2a. Search for Existing Solutions
## Research: Existing Solutions **Search queries used**: - "[language] [problem domain] library" - "[framework] [feature] package" **Solutions Found**: | Solution | Type | Maintenance | Compatibility | Fit | |----------|------|-------------|---------------|-----| | package-name | Library | Active/Stale | [runtime] | Good/Partial/Poor | **Evaluation**: - Option A: [library] - Pros: ... Cons: ... - Option B: [different library] - Pros: ... Cons: ... - Option C: Build native - Pros: ... Cons: ...
2b. Evaluate Each Option
For each potential solution, check:
- •Maintenance: Last commit, open issues, release frequency
- •Compatibility: Runtime version, dependency conflicts
- •Adoption: GitHub stars, downloads, production usage
- •Fit: Does it solve 80%+ of requirements? What's missing?
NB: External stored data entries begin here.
PR #863, opened 2018-05-12
Allow configuration of veth prefix in KDD mode

caseydavenport:
## Todos
- [ ] Tests
- [ ] Documentation
- [ ] Release note

## Release Note

```release-note
None required
```

### DIFF
--- a/lib/backend/k8s/conversion/conversion.go
+++ b/lib/backend/k8s/conversion/conversion.go
@@ -18,6 +18,7 @@ import (
 	"crypto/sha1"
 	"encoding/hex"
 	"fmt"
+	"os"
 	"sort"
 	"strings"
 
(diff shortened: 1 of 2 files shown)


fasaxc:
Looks like a bit of a hack TBH! 

Specific concern: in general, felix might not be configured through env vars so that variable might not be set when libcalico-go is being used in Felix.  Maybe we can guarantee that it will be set that way in the particular scenario that we care about?  In that case, I'd be tempted to introduce a dedicated env var instead, just to keep the separation a bit cleaner `CALICO_IFACE_PREFIX_OVERRIDE=eni`

I think the _right_ thing to do would be to pass a prefix into that function and fix up all the layers of calling code but maybe this is urgent enough to require a quick fix?

caseydavenport:
@fasaxc yes, it is definitely a "hack", but a calculated one.

> Specific concern: in general, felix might not be configured through env vars so that variable might not be set when libcalico-go is being used in Felix. Maybe we can guarantee that it will be set that way in the particular scenario that we care about?

Yep, we can definitely make sure it is set that way in the scenario this PR is meant to address. 

TBH I wouldn't be super happy with a separate env var. It just feels like 99% of the time this is what the user is going to want, and the other 1% of the time it will still work for them. Adding two knobs here feels like extra operation complexity.

We can still clean this up by allowing this to be set via felix config in the future without breaking compatibility.

fasaxc:
But don't we need this set for more components that Felix too?  `calicoctl` `kube-controllers` etc?

PR #1368, opened 2021-02-16
Add a default max blocks per host

caseydavenport:
## Todos
- [ ] Tests
- [ ] Documentation
- [ ] Release note

## Release Note

```release-note
By default, limit each node to 20 IP address blocks. This value can be overridden through IPAM configuration. 
```


mgleung (approved):
LGTM

PR #1370, opened 2021-02-26
Calico-4373: default missing protocol to TCP; don't let single port overwrite all ports

mattfenwick:
## Description

Bug fix: fixes https://github.com/projectcalico/calico/issues/4373.  There were a couple problems with port parsing that this addresses:

 - missing protocols were not treated as TCP, contradicting the network policy spec
 - allowing a specific port for a protocol could cause an 'allow all ports' for a protocol to be lost

Test plan:

```
libcalico-go/lib/backend/k8s/conversion$ go test .

libcalico-go$ sudo make test
```

## Todos
- [x] Tests
- [ ] Documentation
- [x] Release note

## Release Note

```release-note
When interpreting Kubernetes NetworkPolicy ports, Calico now interprets an empty port struct as "all TCP" as per the NetworkPolicy spec.  Previously, empty structs were ignored. 
```

### DIFF
--- a/lib/backend/k8s/conversion/conversion.go
+++ b/lib/backend/k8s/conversion/conversion.go
@@ -391,18 +391,15 @@ func (c converter) k8sRuleToCalico(rPeers []networkingv1.NetworkPolicyPeer, rPor
 		if p.Port != nil {
 			portval := intstr.FromString(p.Port.String())
 			port.Port = &portval
-
-			// TCP is the implicit default (as per the definition of NetworkPolicyPort).
-			// Make the default explicit here because our data-model always requires
-			// the protocol to be specified if we're doing a port match.
-			port.Protocol = &protoTCP
 		}
 		if p.Protocol != nil {
 			protval := kapiv1.Protocol(fmt.Sprintf("%s", *p.Protocol))
 			port.Protocol = &protval
 		} else {
-			protval := kapiv1.ProtocolTCP
-			port.Protocol = &protval
+			// TCP is the implicit default (as per the definition of NetworkPolicyPort).
+			// Make the default explicit here because our data-model always requires
+			// the protocol to be specified if we're doing a port match.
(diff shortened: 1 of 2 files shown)


lib/backend/k8s/conversion/conversion.go
```diff
@@ -400,6 +400,9 @@ func (c converter) k8sRuleToCalico(rPeers []networkingv1.NetworkPolicyPeer, rPor
 		if p.Protocol != nil {
 			protval := kapiv1.Protocol(fmt.Sprintf("%s", *p.Protocol))
 			port.Protocol = &protval
+		} else {
```
fasaxc, line 403: I think this makes line 398 redundant so you can remove that line and its comment

lib/backend/k8s/conversion/conversion.go
```diff
@@ -430,7 +433,14 @@ func (c converter) k8sRuleToCalico(rPeers []networkingv1.NetworkPolicyPeer, rPor
 		}
 
 		pStr := protocol.String()
-		protocolPorts[pStr] = append(protocolPorts[pStr], calicoPorts...)
+		// treat nil as 'all ports'
+		if calicoPorts == nil {
```
fasaxc, line 437: Comment above on line 426 is now out of date; `calicoPorts` can be nil, now.

fasaxc (changes requested):
Looking good, just a couple of comment-level nits.

lib/backend/k8s/conversion/conversion.go
mattfenwick: 👍

lib/backend/k8s/conversion/conversion.go
mattfenwick: 👍

fasaxc (approved):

- •Complexity: Setup burden, learning curve, operational overhead
- •Current Version: Verify latest stable (see Version Discovery below)
IMPORTANT: For EVERY new dependency you plan to add, verify the current stable version. Never rely on training data versions.
2c. Make a Recommendation
## Recommendation **Approach**: [Use X / Build native / Hybrid] **Rationale**: [Why this option over alternatives] **Trade-offs accepted**: [What we're giving up] **Risks**: [What could go wrong]
Default to existing solutions unless:
- •No maintained solution exists
- •Solutions don't fit 60%+ of requirements
- •Integration complexity exceeds build complexity
- •Licensing/security concerns
Step 3: Codebase Exploration (MANDATORY)
Before designing, understand what exists. Search for related code, existing patterns, and prior art in the repository.
## Codebase Context **Related code found**: - `path/to/file` - Does X, could extend for Y **Existing patterns to follow**: - [Pattern name from project conventions] **Code to modify vs create**: - Modify: `existing_file` (add capability) - Create: `new_file` (new responsibility)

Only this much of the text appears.